In fact the approaches touted for lean start-ups (E Reis, 2015) exemplifies the style and nature of “strategic planning” required today.

In the words of Greg Satell, organizational strategists (CEO’s and senior leadership teams)

“must evolve from a master who gives orders to a facilitator who makes it work”

“Don’t throw the baby out with the bath-water”

Despite the massive changes in context for strategic planning as outlined above, and the consequent changes in requirements and mindsets, it can be argued that at its core there is still a place for the elements of strategic planning as it was in its heyday (1970’s).

Strategic planning in organizations is a process for defining where a company / business wants to be (goals / vision), how it wants to get there (strategies) and what resources it needs to get there. It also includes high level targets as a basis for measuring progress. And it generally has a much longer time frame than people are used to in present times. It encompasses both ends (products and services) and means (its people and systems). This strategic planning is cascaded through the organization, providing increasing levels of granularity and specificity as it goes. The cascaded corporate or business plan finally translates into individual actions /work plans, that provide a link and meaning for how all contribute to the success of the business. And, as in any organizational activity, there is both the Content and the Process. Attention must be paid to both.

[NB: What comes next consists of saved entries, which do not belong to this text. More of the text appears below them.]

PR #3, opened 2022-03-31
adds tests

Nino-K:

### DIFF
--- a/Dockerfile
+++ b/Dockerfile
@@ -17,4 +17,5 @@ RUN go mod download
 COPY . ./
 
 RUN go build -o /host-resolver
-CMD /host-resolver run -a 127.0.0.1 -t 54 -u 53 -c "host.rd.internal=111.111.111.111,host2.rd.internal=222.222.222.222" & go test -v ./...
+
+CMD go test -v ./...
--- a/Dockerfile
+++ b/Dockerfile
@@ -1,0 +1,20 @@
+FROM golang:1.17-alpine
+# TODO: Investigate why Alpine 1.18 is broken :|
+
+WORKDIR /app
+
+COPY go.mod .
+COPY go.sum .
+
+ENV GO111MODULE=on
+# need CGO disabled since container has no cgo installed
+ENV CGO_ENABLED=0
+#see which DNS resolver is being used
+#ENV GODEBUG=netdns=go+2
+
+RUN go mod download
+
+COPY . ./
+
+RUN go build -o /host-resolver
+CMD /host-resolver run -a 127.0.0.1 -t 54 -u 53 -c "host.rd.internal=111.111.111.111,host2.rd.internal=222.222.222.222" & go test -v ./...
--- a/Dockerfile
+++ b/Dockerfile
@@ -1,5 +1,4 @@
-FROM golang:1.17-alpine
-# TODO: Investigate why Alpine 1.18 is broken :|
+FROM golang:1.18.0-stretch
 
 WORKDIR /app
 
@@ -7,15 +6,16 @@ COPY go.mod .
 COPY go.sum .
 
 ENV GO111MODULE=on
-# need CGO disabled since container has no cgo installed
-ENV CGO_ENABLED=0
+ENV CGO_ENABLED=1
 #see which DNS resolver is being used
 #ENV GODEBUG=netdns=go+2
 
+RUN apt update
+RUN apt install net-tools
 RUN go mod download
 
 COPY . ./
 
-RUN go build -o /host-resolver
+RUN go build -o /app/host-resolver
 
 CMD go test -v ./...
--- a/pkg/commands/start_test.go
+++ b/pkg/commands/start_test.go
@@ -1,0 +1,76 @@
+/*
+Copyright © 2022 SUSE LLC
+
+Licensed under the Apache License, Version 2.0 (the "License");
+you may not use this file except in compliance with the License.
+You may obtain a copy of the License at
+    http://www.apache.org/licenses/LICENSE-2.0
+Unless required by applicable law or agreed to in writing, software
+distributed under the License is distributed on an "AS IS" BASIS,
+WITHOUT WARRANTIES OR CONDITIONS OF ANY KIND, either express or implied.
+See the License for the specific language governing permissions and
+limitations under the License.
+*/
+package commands
+
+import (
+	"context"
+	"fmt"
+	"net"
+	"os/exec"
+	"testing"
+	"time"
+
+	"github.com/stretchr/testify/require"
+)
+
+func TestStart(t *testing.T) {
+	netstat(t)
+
+	t.Log("Checking for TCP port on 54")
+	tcpPort := "54"
+	_, err := net.Listen("tcp", fmt.Sprintf(":%s", tcpPort))
+	require.Errorf(t, err, "host-resolver is not listening on TCP port %s", tcpPort)
+
+	t.Log("Checking for UDP port on 53")
+	udpPort := "53"
+	_, err = net.Listen("udp", fmt.Sprintf(":%s", udpPort))
+	require.Errorf(t, err, "host-resolver is not listening on UDP port %s", udpPort)
+}
+
+func TestQueryTCP(t *testing.T) {
+	t.Log("Checking for TCP port on 54")
+	addrs, err := dnsLookup(t, "54", "tcp", "host.rd.internal")
+	require.NoError(t, err, "Lookup IP failed")
+	require.Exactly(t, len(addrs), 1, "Expect only one address")
+	require.Exactly(t, addrs[0].String(), "111.111.111.111")
+}
+
+func TestQueryUDP(t *testing.T) {
+	t.Log("Checking for UDP port on 53")
+	addrs, err := dnsLookup(t, "53", "udp", "host2.rd.internal")
+	require.NoError(t, err, "Lookup IP failed")
+	require.Exactly(t, len(addrs), 1, "Expect only one address")
+	require.Exactly(t, addrs[0].String(), "222.222.222.222")
+}
+
+func dnsLookup(t *testing.T, resolverPort, resolverProtocol, domain string) ([]net.IP, error) {
+	resolver := net.Resolver{
+		Dial: func(ctx context.Context, network, address string) (net.Conn, error) {
+			dialer := net.Dialer{}
+			return dialer.DialContext(ctx, resolverProtocol, fmt.Sprintf(":%s", resolverPort))
+		},
+	}
+	t.Logf("[DNS] lookup on :%s and %s -> %s", resolverPort, resolverProtocol, domain)
+	// 10s timeout should be adequate
+	ctx, cancel := context.WithTimeout(context.Background(), 10*time.Second)
+	defer cancel()
+	return resolver.LookupIP(ctx, "ip4", domain)
+
+}
+
+func netstat(t *testing.T) {
+	out, err := exec.Command("netstat", "-nlp").Output()
+	require.NoError(t, err, "netstat -nlp")
+	t.Logf("%s\n", out)
+}
--- a/pkg/commands/start_test.go
+++ b/pkg/commands/start_test.go
@@ -18,7 +18,6 @@ import (
 	"fmt"
 	"net"
 	"os/exec"
-	"strings"
 	"testing"
 	"time"
 
@@ -26,8 +25,8 @@ import (
 )
 
 var (
-	tcpPort = "54"
-	udpPort = "53"
+	tcpPort = "5353"
+	udpPort = "5353"
 )
 
 func TestStart(t *testing.T) {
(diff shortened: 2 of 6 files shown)


pkg/commands/start_test.go
```diff
@@ -0,0 +1,76 @@
...
+func dnsLookup(t *testing.T, resolverPort, resolverProtocol, domain string) ([]net.IP, error) {
+	resolver := net.Resolver{
+		Dial: func(ctx context.Context, network, address string) (net.Conn, error) {
+			dialer := net.Dialer{}
+			return dialer.DialContext(ctx, resolverProtocol, fmt.Sprintf(":%s", resolverPort))
+		},
+	}
+	t.Logf("[DNS] lookup on :%s and %s -> %s", resolverPort, resolverProtocol, domain)
+	// 10s timeout should be adequate
+	ctx, cancel := context.WithTimeout(context.Background(), 10*time.Second)
```
Nino-K, line 104: Calling with timeout here because I want to capture some of the known issues with host-resolver timeouts. Otherwise, if you feel like this is unnecessary we can just call with `context.Background()`.

Dockerfile
```diff
@@ -0,0 +1,20 @@
+FROM golang:1.17-alpine
+# TODO: Investigate why Alpine 1.18 is broken :|
+
+WORKDIR /app
+
+COPY go.mod .
+COPY go.sum .
+
+ENV GO111MODULE=on
+# need CGO disabled since container has no cgo installed
```
Nino-K: I meant the container has no `gcc` installed.

jandubois:
The changes to `pkg/dns.go` are unrelated to adding the tests, so should be in a separate PR (or at least separate commit).

jandubois:
I think the test is fine for now, but using dns at `127.0.0.1` and not enabling CGO means you will not be testing any real lookups to upstream nameservers.

Nino-K:
> 



> I think the test is fine for now, but using dns at `127.0.0.1` and not enabling CGO means you will not be testing any real lookups to upstream nameservers.

I agree, for now, I just wanted to have some scaffolding that we can build on top of. Ultimately I will enhance the tests to do a real life name resolutions. I just need to figure out why golang1.18 alpine image is so broken.

pkg/commands/start_test.go
```diff
@@ -0,0 +1,76 @@
...
+	"github.com/stretchr/testify/require"
+)
+
+func TestStart(t *testing.T) {
+	netstat(t)
+
+	t.Log("Checking for TCP port on 54")
+	tcpPort := "54"
+	_, err := net.Listen("tcp", fmt.Sprintf(":%s", tcpPort))
+	require.Errorf(t, err, "host-resolver is not listening on TCP port %s", tcpPort)
```
mook-as: If the test fails (there was no error), don't we need to close the listener?

mook-as, line 41: Shouldn't we verify that the error was because the port is already in use (and not because, for example, because it's a privileged port)?

Actually, shouldn't we verify that it's because the port is in use _by the host resolver_?

pkg/commands/start_test.go
```diff
@@ -0,0 +1,76 @@
...
+	"fmt"
+	"net"
+	"os/exec"
+	"testing"
+	"time"
+
+	"github.com/stretchr/testify/require"
+)
+
+func TestStart(t *testing.T) {
```
mook-as, line 32: For testing, I think it would be better if the test itself launched the host resolver (rather than relying on the Dockerfile to do it). Among other things:
- It would make it easier to run locally
- We can centralize where we pick the port numbers (so it's not hard-coded in both the Dockerfile and here)

pkg/commands/start_test.go
```diff
@@ -0,0 +1,76 @@
...
+
+	t.Log("Checking for UDP port on 53")
+	udpPort := "53"
+	_, err = net.Listen("udp", fmt.Sprintf(":%s", udpPort))
+	require.Errorf(t, err, "host-resolver is not listening on UDP port %s", udpPort)
+}
+
+func TestQueryTCP(t *testing.T) {
+	t.Log("Checking for TCP port on 54")
+	addrs, err := dnsLookup(t, "54", "tcp", "host.rd.internal")
```
mook-as: We should use the [dedicated `.test` TLD](https://datatracker.ietf.org/doc/html/rfc2606#section-2) for tests (i.e. `host.rd.test` or whatever). My initial review comment was "we actually use `host.rancher-desktop.internal`" before realizing this  isn't using that…

pkg/commands/start_test.go
```diff
@@ -0,0 +1,76 @@
...
+	t.Logf("[DNS] lookup on :%s and %s -> %s", resolverPort, resolverProtocol, domain)
+	// 10s timeout should be adequate
+	ctx, cancel := context.WithTimeout(context.Background(), 10*time.Second)
+	defer cancel()
+	return resolver.LookupIP(ctx, "ip4", domain)
+
+}
+
+func netstat(t *testing.T) {
+	out, err := exec.Command("netstat", "-nlp").Output()
```
mook-as, line 110: This is Linux-only then? Makes sense given the Dockerfile, I guess… should mark it somewhere though (probably via a golang build tag).

mook-as (changes requested):
Shouldn't there be a `.github/workflows/*` to trigger the test?

pkg/commands/start_test.go
Nino-K: yeah, It would be a good idea.

pkg/commands/start_test.go
Nino-K: I agree, this is the approach I would like to take. I would like to be able to start and stop the process so we can test things like IPv6, etc. I was hoping to add that in the upcoming PRs or do you prefer it done here?

pkg/commands/start_test.go
Nino-K: Yes, I will add the build tags once I have the platform-specific stuff, didn't add them yet since it really screws up the `gopls` stuff, I was hoping to enjoy the lack of build tags for a few more days 😂

Nino-K:
> Shouldn't there be a `.github/workflows/*` to trigger the test?

👍  I will have to add the github runner stuff. I will put it in a separate PR.

pkg/commands/start_test.go
Nino-K: This is not checking the privileged port at all, it will check on any port that `host-resolver` starts. But right now it's is hard coded to `5x`.

pkg/commands/start_test.go
mook-as: I think IPv6 etc. is definitely out of scope for this PR.

I think making the test itself start/stop the process would be in scope though; the Dockerfile isn't really useful for testing (especially if we pick an unprivileged port).  Ideally we can just start host resolver and have it pick a random port and report what it was… but that might be too much work for this test.

jandubois: > Ideally we can just start host resolver and have it pick a random port and report what it was…

That was the plan outlined in #1899. But that then requires us do to traffic filtering to prevent external access to the service. So the updated plan (not documented anywhere yet) is to create an internal interface that is routable only on the host and from the VM, and then use the regular port (53) to listen. Also saves us from having to use `iptables` inside the VM to redirect the random ports back to port 53 on an internal interface (because the port for DNS is not configurable).

Dockerfile
```diff
@@ -0,0 +1,22 @@
+FROM golang:1.18.0-stretch
+
+WORKDIR /app
+
+COPY go.mod .
+COPY go.sum .
+
+ENV GO111MODULE=on
+# need CGO disabled since container has no cgo installed
+ENV CGO_ENABLED=1
```
mook-as, line 9: Wait, your comment says to _disable_ `CGO`, but here it's _enabled_?

pkg/commands/start_test.go
```diff
@@ -0,0 +1,108 @@
...
+	udpListener, err := net.Listen("udp", fmt.Sprintf(":%s", udpPort))
+	if udpListener != nil {
+		defer udpListener.Close()
+	}
+	require.Errorf(t, err, "host-resolver is not listening on UDP port %s", udpPort)
+
+	output := netstat(t)
+
+	exist := strings.Contains(string(output), fmt.Sprintf("%v/host-resolver", cmd.Process.Pid))
+	require.Exactly(t, exist, true, "Expected the same Pid")
```
mook-as: Use [`require.Contains`](https://pkg.go.dev/github.com/stretchr/testify/require#Contains) instead so that if there's an error we would get the actual output.

pkg/commands/start_test.go
```diff
@@ -0,0 +1,108 @@
...
+
+func TestQueryTCP(t *testing.T) {
+	t.Logf("Checking for TCP port on %s", tcpPort)
+	cmd := run(t, "127.0.0.1", tcpPort, udpPort, "host.rd.test=111.111.111.111,host2.rd.test=222.222.222.222")
+	defer cmd.Process.Kill()
+
+	addrs, err := dnsLookup(t, tcpPort, "tcp", "host.rd.test")
+	require.NoError(t, err, "Lookup IP failed")
+	require.Exactly(t, len(addrs), 1, "Expect only one address")
+	require.Exactly(t, addrs[0].String(), "111.111.111.111")
```
mook-as: Maybe use [`requires.ElementsMatch`](https://pkg.go.dev/github.com/stretchr/testify/require#ElementsMatch) (or just [`Equal`](https://pkg.go.dev/github.com/stretchr/testify/require#Equal)) so that if there's an incorrect number of addresses we can see what they were.

pkg/commands/start_test.go
```diff
@@ -0,0 +1,108 @@
...
+
+func TestQueryUDP(t *testing.T) {
+	t.Logf("Checking for UDP port on %s", udpPort)
+	cmd := run(t, "127.0.0.1", tcpPort, udpPort, "host.rd.test=111.111.111.111,host2.rd.test=222.222.222.222")
+	defer cmd.Process.Kill()
+
+	addrs, err := dnsLookup(t, udpPort, "udp", "host2.rd.test")
+	require.NoError(t, err, "Lookup IP failed")
+	require.Exactly(t, len(addrs), 1, "Expect only one address")
+	require.Exactly(t, addrs[0].String(), "222.222.222.222")
```
mook-as: Same as above — feed the actual list to the assertion so that we get better output.

pkg/commands/start_test.go
```diff
@@ -0,0 +1,108 @@
...
+}
+
+func run(t *testing.T, ip, tcpPort, udpPort, hosts string) *exec.Cmd {
+	cmd := exec.Command("/host-resolver", "run", "-a", ip, "-t", tcpPort, "-u", udpPort, "-c", hosts, "&")
```
mook-as: Is the executable always at `/`? Shouldn't this be something relative to the current directory? (You may need to use `go run` instead or something…)

mook-as: There should not be a `&` at the end of the argument list; you're not spawning this through a shell, so `&` doesn't background things (it just gets passed to the application as an extra argument).

pkg/commands/start_test.go
```diff
@@ -0,0 +1,108 @@
...
+)
+
+var (
+	tcpPort = "5353"
+	udpPort = "5353"
+)
+
+func TestStart(t *testing.T) {
+	cmd := run(t, "127.0.0.1", tcpPort, udpPort, "host.rd.test=111.111.111.111,host2.rd.test=222.222.222.222")
+	defer cmd.Process.Kill()
```
mook-as, line 34: Should we use `.Signal(SIGTERM)` instead, to gracefully exit? This sends a `SIGKILL` instead.

mook-as (changes requested):

pkg/commands/start_test.go
Nino-K: I would assume in the test environment `SIGKILL` would be more ideal to reduce the flakes since it can not be ignored or blocked. Also, there is a potential that `SIGTERM` may not kill the child processes. 🤷

pkg/commands/start_test.go
Nino-K: > Is the executable always at `/`? Shouldn't this be something relative to the current directory? (You may need to use `go run` instead or something…)

The building takes place in docker file, sure, I can move things back into the `/APPDIR./

Dockerfile
Nino-K: Yeah, not relevant anymore. I will remove the comment.

pkg/commands/start_test.go
Nino-K: I remember why I used `exactly` now. The `Equal` will not work because the slices will not be equal since net package creates/parses IPv4 slice with a length of IPv6 (` p := make(IP, IPv6len)`), not too sure why?! 

Also, the `requires.ElementMatch` seems to have a strange behavior that I didn't want to investigate too much time to figure out. `Error:      	element 111.111.111.111 appears more times in [111.111.111.111] than in [111.111.111.111]` this could be potentially extra bytes that is caused by the net.ParseIP

```
expected: []net.IP{net.IP{0x6f, 0x6f, 0x6f, 0x6f}}
actual  : []net.IP{net.IP{0x0, 0x0, 0x0, 0x0, 0x0, 0x0, 0x0, 0x0, 0x0, 0x0, 0xff, 0xff, 0x6f, 0x6f, 0x6f, 0x6f}}
```

I will investigate see what is going on now.

Nino-K: I guess it's a known [issue](https://stackoverflow.com/a/42921422), and both `ElementMatch` and `Equal` perform reflect.DeepEqual here: https://github.com/stretchr/testify/blob/master/assert/assertions.go#L65

pkg/commands/start_test.go
jandubois: 👍 on using `SIGKILL` for the test.

pkg/commands/start_test.go
```diff
@@ -0,0 +1,116 @@
...
+}
+
+func TestQueryTCP(t *testing.T) {
+	t.Logf("Checking for TCP port on %s", tcpPort)
+	cmd := run(t, "127.0.0.1", tcpPort, udpPort, "host.rd.test=111.111.111.111,host2.rd.test=222.222.222.222")
+	defer cmd.Process.Kill()
+
+	addrs, err := dnsLookup(t, tcpPort, "tcp", "host.rd.test")
+	require.NoError(t, err, "Lookup IP failed")
+	require.Exactly(t, len(addrs), 1, "Expect only one address")
```
mook-as: Given that you managed to use `ElementsMatch`, please _don't_ also first check the length. The way you're checking the length means that if `len(addrs) == 2` the output is just "1 != 2", and _not_ what elements you have.

(FWIW, using at least [`require.Len`](https://pkg.go.dev/github.com/stretchr/testify/require#Len) would be better — but even better to just check that the two lists are equal.)

pkg/commands/start_test.go
```diff
@@ -0,0 +1,116 @@
...
+}
+
+func TestQueryUDP(t *testing.T) {
+	t.Logf("Checking for UDP port on %s", udpPort)
+	cmd := run(t, "127.0.0.1", tcpPort, udpPort, "host.rd.test=111.111.111.111,host2.rd.test=222.222.222.222")
+	defer cmd.Process.Kill()
+
+	addrs, err := dnsLookup(t, udpPort, "udp", "host2.rd.test")
+	require.NoError(t, err, "Lookup IP failed")
+	require.Exactly(t, len(addrs), 1, "Expect only one address")
```
mook-as: Same as before — please ~never assert equality between a number and an array length.

mook-as (changes requested):

pkg/commands/start_test.go
Nino-K: > means that if len(addrs) == 2 the output is just "1 != 2", and not what elements you have.

Although, that is the criteria. For the addrs to only have 1 address and that is the fail condition but, agreed, now that the slices are being compared it seems not necessary.

mook-as (approved):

Both need at least equal consideration, if fact the Process (how the activity is done, and how fast it is done) is the most critical to ensure an effective outcome especially in the context of accelerated change, agile and design thinking. Content (the ‘what’); the facts, the issue, the information under discussion, can be almost irrelevant if the process is not well crafted to take account of many usually invisible organizational dynamics (eg power, cultural norms, history, context etc) as well as the changing technological and social context.

The table below shows a simplified generic framework for strategic planning which can provide the basis for designing a tailored strategic planning process.

The benefits of focusing on the process are that strategic planning becomes,

  • Dynamic and iterative
  • Continuous
  • Flexible and responsive
  • Interactive and engages a broad range of perspectives
  • Performance and customer focused
  • A highly effective way of engaging the workforce on an on-going basis

It is these features, combined with the 4 points above related to 21st century requirements, that make a strategic planning mind-set a worthwhile tool for agile, high performing organizations.

We are currently working with a global retail organization that features the best of this duality: in April the Board and senior executives will be meeting for a strategy planning session. Their timeframe will be a year or two out from now. But the fashion industry in which this company sits has extremely fast product cycle times and to stay ahead of the game this company can go from idea to product for sale on the shelves of their stores in multiple countries in under 6 weeks! And what is being sold to the retail customer today will not be the same in 12 weeks time.

The extraordinary success of the company depends on both conversations at both levels of planning with both sets of timeframes.